I'll give it a try and post the result.
Thanks
David


----------



## schor (Nov 1, 2013)

Can you post a pic of that your other pin looks like?



pollardd said:


> Hi Robert,
> That is a good suggestion. I didnt want to force it if I was supposed to turn to unlock or something. It has probably been many tears since it has been moved so the ball is probably stuck.
> i have figured out the indexing pin which works no problem.  The other screw thing is definitely on the bull gear.  I'll leave well enough alone if releasing the other pin does the trick.
> 
> ...


----------



## rafe (Nov 2, 2013)

You need to pull the pin out that is closer to the center to free it from the pulleys on the spindle on my little atlas sometimes it needs a small flatbar to pull it out....you should be able to hold the pulleys on the spindle and turn the chuck freely (power off of course)....(the outside pin is left pulled out all the time when running !!) then you can engage the back gear lever to the spindle .......Then when you turn on the motor it turns the pulleys & spindle which will then turn that "Back Gear" that will transmit power to the chuck..at a reduced RPM....when the back gear is disengaged and the spindle is pinned back in then the pulleys on the spindle drive chuck(spindle) directly.... I hope that is clear to you  Regards


----------



## David Pollard (Nov 3, 2013)

After a bit of encouragement with a flat blade screwdriver I encouraged the Bull Gear Lock pin out of its little home.  However the Gear and the Pulley were still locked together.I turned the Bull Gear 180 degrees and completely removed the other screw and then the pulley span freely from the bull gear.From this I conclude that this second screw was added as an additional locking mechanism as the original pin still seems to be operational.They both appear to work so I will just use both of them I have attached two picutres, one of each locking mechanism just for completeness.Thanks for your assistance.


David

PS Sorry my paint job isn't as good as some I have seen here.  That is another project once I have all the bits working nicely.


----------



## DAN_IN_MN (Nov 3, 2013)

pollardd said:


> After a bit of encouragement with a flat blade screwdriver I encouraged the Bull Gear Lock pin out of its little home.  However the Gear and the Pulley were still locked together.I turned the Bull Gear 180 degrees and completely removed the other screw and then the pulley span freely from the bull gear.From this I conclude that this second screw was added as an additional locking mechanism as the original pin still seems to be operational.They both appear to work so I will just use both of them I have attached two picutres, one of each locking mechanism just for completeness.Thanks for your assistance.
> 
> 
> David
> ...




Paint, smaint!  :rofl:  Paint doesn't cut metal! 
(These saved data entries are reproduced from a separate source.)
PR #49, opened 2023-08-21
Subgraph I/O with edges

Jegp:
This PR is another attempt to attack #28 that discusses how we can connect I/O from/to subgraphs.

Contrary to #39, this PR do not introduce a new `Project` construct, but instead uses edges to feed into/out of *parts* of the node. To make that explicit, I added two fields to *all* nodes: `shape_input` and `shape_output`. The fields describe exactly what the shape going in and out of the node will be. This allows any outside node to connect to a *part* of the node using indexing (`node[index]`). This generalizes to all nodes (including subgraphs), so if there are multiple inputs expected, we can index directly into that. 
As an example, consider the following graph
```mermaid
    graph TD;
    A --> C;
    B --> C;
```

I C has input shape `[2, 1]`, say, then an edge can directly contain information about where to inject the input, like so: `("A", "C[0]")`. For B: `("B", "C[1]")`.

The benefit of the approach is here is that we keep the information about the computation (node) separate from the connections (edges). Specifically, we leave the information about how signals connect out of the nodes, so the only place we can describe connections will be in the edges.

I drew inspiration from the [Rockpool](https://rockpool.ai/advanced/graph_overview.html) and [Lava-DL](https://lava-nc.org/) implementations.

Note that the implementation is a proof of concept and incomplete. Currently, the read/write tests are failing and I did not implement the `shape_input` and `shape_output` for all the nodes.

### DIFF
--- a/nir/ir.py
+++ b/nir/ir.py
@@ -1,6 +1,6 @@
 import typing
 from collections import Counter
-from dataclasses import dataclass
+from dataclasses import dataclass, field
 
 import numpy as np
 
@@ -14,6 +14,9 @@ class NIRNode:
     All NIR primitives inherit from this class, but NIRNodes should never be
     instantiated.
     """
+
+    shape_input: np.ndarray = field(init=False, kw_only=True)  # Shape of input
+    shape_output: np.ndarray = field(init=False, kw_only=True)  # Shape of output
 
 
 @dataclass
@@ -40,19 +43,22 @@ class NIRGraph(NIRNode):
             return name
 
         counts = Counter()
-        node_dict = {}
+        node_dict = [
+            ("input", Input(shape=nodes[0].shape_input)),
+        ]
         edges = []
 
         for node in nodes:
             name = unique_node_name(node, counts)
-            node_dict[name] = node
+            node_dict.append((name, node))
 
-        names = list(node_dict)
-        for i in range(len(nodes) - 1):
-            edges.append((names[i], names[i + 1]))
+        node_dict.append(("output", Output(shape=nodes[-1].shape_output)))
+
+        for i in range(len(node_dict) - 1):
+            edges.append((node_dict[i][0], node_dict[i + 1][0]))
 
         return NIRGraph(
-            nodes=node_dict,
+            nodes={n[0]: n[1] for n in node_dict},
             edges=edges,
         )
 
@@ -68,6 +74,13 @@ class Affine(NIRNode):
     """
     weight: np.ndarray  # Weight term
     bias: np.ndarray  # Bias term
+
+    def __post_init__(self):
+        assert len(self.weight.shape) >= 2, "Weight must be at least 2D"
+        self.shape_input = self.weight.shape[:-2] + tuple(
+            np.array(self.weight.shape[-2:]).T
+        )
+        self.shape_output = self.weight.shape[:-2] + (self.weight.shape[-2],)
 
 
 @dataclass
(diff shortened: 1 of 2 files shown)


matjobst:
How would this look like when you have multiple inputs of larger shapes? For example for element-wise binary operations (something like an adder y=a+b):
input a: shape=(32,64,64)
input b: shape=(32,64,64)

stevenabreu7:
> How would this look like when you have multiple inputs of larger shapes? For example for element-wise binary operations (something like an adder y=a+b):
> input a: shape=(32,64,64)
> input b: shape=(32,64,64)

I think then y would just have the edges `('a', 'y[0]')` and `('b', 'y[1]')`? And y would have `input_shape=(2,32,64,64)`, right?

matjobst:
That makes sense, I like that. I have two more:
Assume you want to add a scalar value to a tensor: y=a+b, where a.shape=(32,64,64), b.shape=(1,), using broadcast rules like in numpy. I mean this could still be done by adding lots of edges. But is there a more efficient way?
Or a graph that takes two inputs of completely different shapes, e.g. a.shape=(32,64,64), b.shape=(3,13,17,19). Things like this can happen when doing multi modal networks.
How could this look like?

stevenabreu7:
I generally like this approach. However, it assumes that the inputs are all of the same shape right? As @matjobst points out, there are some cases when we would like to have inputs of different shapes feed into the same node, so forcing the inputs to be of the same shape would be a limitation. 

To avoid this, we would need something a bit closer to what @matjobst suggested in #28 with string indexing. The connections could look something like `('F', 'C[filter]')` and `('A', 'C[data]')` where the implementation could be something like
```
class CrazyConv(NIRNode):
  inputs: Dict[str, np.ndarray]  # {input_name: input_shape}
  outputs: Dict[str, np.ndarray]
```
(this is somewhat similar to the InPorts/OutPorts in lava)

We could also stick with the assumption that inputs are of the same shape, but I'm afraid that would lead to some ugly work-arounds where this functionality is needed.

matjobst:
I would like to add one slight downside of the named I/O proposal: Concatenating and splitting tensors is not possible that way, so we would need to add dedicated nodes for that. Which I would be fine with.

stevenabreu7:
Yeah we'd need an explicit way to merge/split data. We can do this with nodes like in #39 or with edges (where the edges do some indexing like `(A, C[data][:10])`). 

If we go with #39, we keep our edges simple (which I think is a good idea). Plus, we can enforce that every input port is connected to only one output (if there are more connections, we would need to sum/concat the inputs - but we will enforce this to be done explicitly). A single output port can however be connected to many input ports (no aggregation needed).

This adds more nodes into our graphs, but down the line we could have some Nengo-like visualization that would also visualize these "routing" nodes nicely.

matjobst:
I also want to recall that we previously defined that when multiple edges go into one node input, the data should be added up (which is only clearly defined if they are of the same shape). So if we have _a->c_ and _b->c_ than the outputs of _a_ and _b_ should be added before being processed by _c_.

matjobst:
Having both name and index in array notation form could be ambiguous if they are optional. Assume data[0]. Does it access the name "0" or the index 0? Hence for this case I would propose using the "." notation for the name, such as:
(A, C.data[:10])
Then data.0 is referring to the name "0", where data[0] refers to the index 0.

Jegp:
Closed in favor of #39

Great job getting the back gear working!


----------



## rafe (Nov 3, 2013)

That's odd, I'd try to find out what is going on there ...can you use the back gears with the screw out? I see you can but see if it pops out under usage,There could have been a problem with the original pin ?? I personally would want to see what is going on with the bull gear! 
Someone had a reason for doing that......I would think


----------



## xalky (Nov 3, 2013)

DAN_IN_MN said:


> Paint, smaint!  :rofl:  Paint doesn't cut metal!


My sentiments exactly. :thumbsup:


----------



## David Pollard (Nov 4, 2013)

Your probably right.  If it is non standard someone probably had a reason for doing it.
Disconnect during operation is the obvious one.
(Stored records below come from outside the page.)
PR #50, opened 2023-09-01
add input/output shape annotations for all nodes

stevenabreu7:
we want to have `input_shape` and `output_shape` properties on all NIR nodes. 

in many cases, these shapes can be easily computed from the node itself. if this is possible for a node, this is done in the `__post_init__` method.

if it's not possible to infer the input and output shape from the node directly, then the two fields `input_shape` and `output_shape` are required when creating the node. if these are not passed into the node's constructor, an error is thrown.

**design decisions to be made**
- do we want to enforce input shapes and output shapes? i.e. throw if they are not given? (currently only the case for `Flatten`)
  - alternative: we can allow uninferrable input/output shapes in a node, and then infer them when a NIR Graph is constructed (this allows us to infer the `Flatten` I/O shapes based on its pre- and post-nodes)
- how to implement `input_shape` and `output_shape` for every node? for now I went with option ii) - up for debate
  1. as optional in NIRNode → inherited by all nodes. fails bc they become the first two arguments for all nodes
  2. add input_shape and output_shape into every NIRNode subclass. _(implemented here)_
  3. as optional in NIRNode, and make all nodes `@dataclass(kw_only=True)`. works, but: we always have to initialize everything with keywords (no shortcut as in `ir.Threshold(0.5)`, must be `ir.Threshold(threshold=0.5)`.
  4. make the input_shape and output_shape @properties. this becomes tricky when for nodes where the shapes are not easily inferred from its given data (i.e., `Flatten`).

I'd love some feedback on these two questions. thanks!

### DIFF
--- a/.github/workflows/build.yml
+++ b/.github/workflows/build.yml
@@ -9,7 +9,7 @@ jobs:
     strategy:
       matrix:
         os: [ubuntu-latest]
-        python-version: ["3.7", "3.8", "3.9", "3.10", "3.11"]
+        python-version: ["3.8", "3.9", "3.10", "3.11"]
 
     runs-on: ${{ matrix.os }}
 
--- a/.github/workflows/build.yml
+++ b/.github/workflows/build.yml
@@ -9,7 +9,7 @@ jobs:
     strategy:
       matrix:
         os: [ubuntu-latest]
-        python-version: ["3.8", "3.9", "3.10", "3.11"]
+        python-version: ["3.7", "3.8", "3.9", "3.10", "3.11"]
 
     runs-on: ${{ matrix.os }}
 
--- a/README.md
+++ b/README.md
@@ -23,9 +23,19 @@ Each computational unit is a node in a static graph.
 Given 3 nodes $A$ which is a LIF node, $B$ which is a Linear node and $C$ which is another LIF node, we can define edges in the graph such as:
 
 ```mermaid
-graph RL;
+graph LR;
 A --> B;
 B --> C;
+```
+
+Or more complicated graphs, such as
+
+```mermaid
+graph LR;
+A --> A;
+A --> B;
+B --> C;
+A --> C;
 ```
 
 ## Format
--- a/README.md
+++ b/README.md
@@ -15,15 +15,18 @@ The goal of NIR is to provide a common format that different neuromorphic framew
 ## Computational primitives
 > Read more about in our [documentation about NIR primitives](https://nnir.readthedocs.io/en/latest/primitives.html)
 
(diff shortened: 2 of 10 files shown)


Jegp:
Alright. I thought a bit about our setup, and I came to the realization that the "ports" and "braid" approaches are achieving the same thing. As far as I can see, the one difference is that the braiding node removes the responsibility of the edges to know which "port" to slot into. But, the braiding node will then very explicitly map the ports, one for each input or output. And, in the case of braids, each "coupling-braid" will have to know the type of the subgraph. Conversely, I fear that the "ports" approach requires (recursive) introspection into the node, so that the *edges* will have to know what's inside the subgraphs.

However, I believe we can find a compromise, where we still use the clean 1:1 mapping in an edge we always agreed upon, but where we insist that each node has an `input_type` and `output_type`. This is useful for subgraphs because we can immediately check for type compatibility with edges. In the example of a subgraph `G` we can directly type check the edge `A -> G.Input`, for instance. Easy!

I also believe that it's important to ensure that all node *types* are equivalent. And if the subgraph has a dict as its input/output type, then I think we should stick to *always* use dictionaries of named types (`Dict[str, np.ndarray]`) for input/output connections. This means that *every node has named arguments* in their inputs and outputs. The types are no longer one or more numpy arrays, they are now maps from strings to arrays in all nodes. Since NIR is an intermediate representation, I don't really mind, though, because it's easy to create syntactic sugar around the dicts to make them easy to work with. Currently, I've encoded input types to "regular" nodes as `{"input": ...}` and outputs as `{"output": ...}`. So, in the case where we have singular inputs/outputs we can just allow edges without subscripts `A -> B` to actually mean `A.output -> B.input`. What do you guys think?

Here are a few changes to the code from Steve
- I'm using model (i) where `input_type` and `output_type` is shared between *all* `NIRNode`s. I used the `field(kw_only=True)` to avoid the positional argument error. This means that it's possible for users to overwrite them if they'd like to. Importantly, it unifies *all* the nodes to force the input/output type fields.
- I enforced the `input_shape` argument for the `Flatten` in the spirit of disambiguation.
- I changed the input/output type of Linear/Affine to allow arbitrary-dimensional mappings. But I'm uncertain if it's correct. I'll leave it here for now and double-check for tomorrow, but I would appreciate a second pair of eyes :)

Looking forward to hearing your inputs!

stevenabreu7:
Exactly, this was the discussion we started in #39. 

- I pushed one change to Affine and Linear, I think it works now - but we should add some more tests for n-dimensional arrays.
- I also allowed naming the input_shape dict key for `Flatten` anything (right now it fails if it's not `input`). Alternatively, we can also add into the `Flatten` docstring that its dict key must be `input`, and then assert that.

Also, doing this `field(kw_only=True)` requires Python 3.10. Are we okay with enforcing that? Alternatively, we can stick with the (clumsier) way that I coded up (option (ii) in this PR's top comment).

stevenabreu7:
remaining tests fail because of the python 3.10 dependency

There does not appear to be any free play in my spindle bearings at the moment so I'm kinda reluctant to pull it appart to have a look at the bull gear.
I don't have a need to use the back gears at the moment although the guess the pin(s) is/are in use the rest of the time anyway.  
I only ask as I want to know how all the features work.

It is very strange getting back into this stuff after 30 years away.  (good strange that is 
None of the machines I used then were anywhere near this old.  When I finished up I was using a $500,000 CNC lathe which was the absolute ducks guts at the time.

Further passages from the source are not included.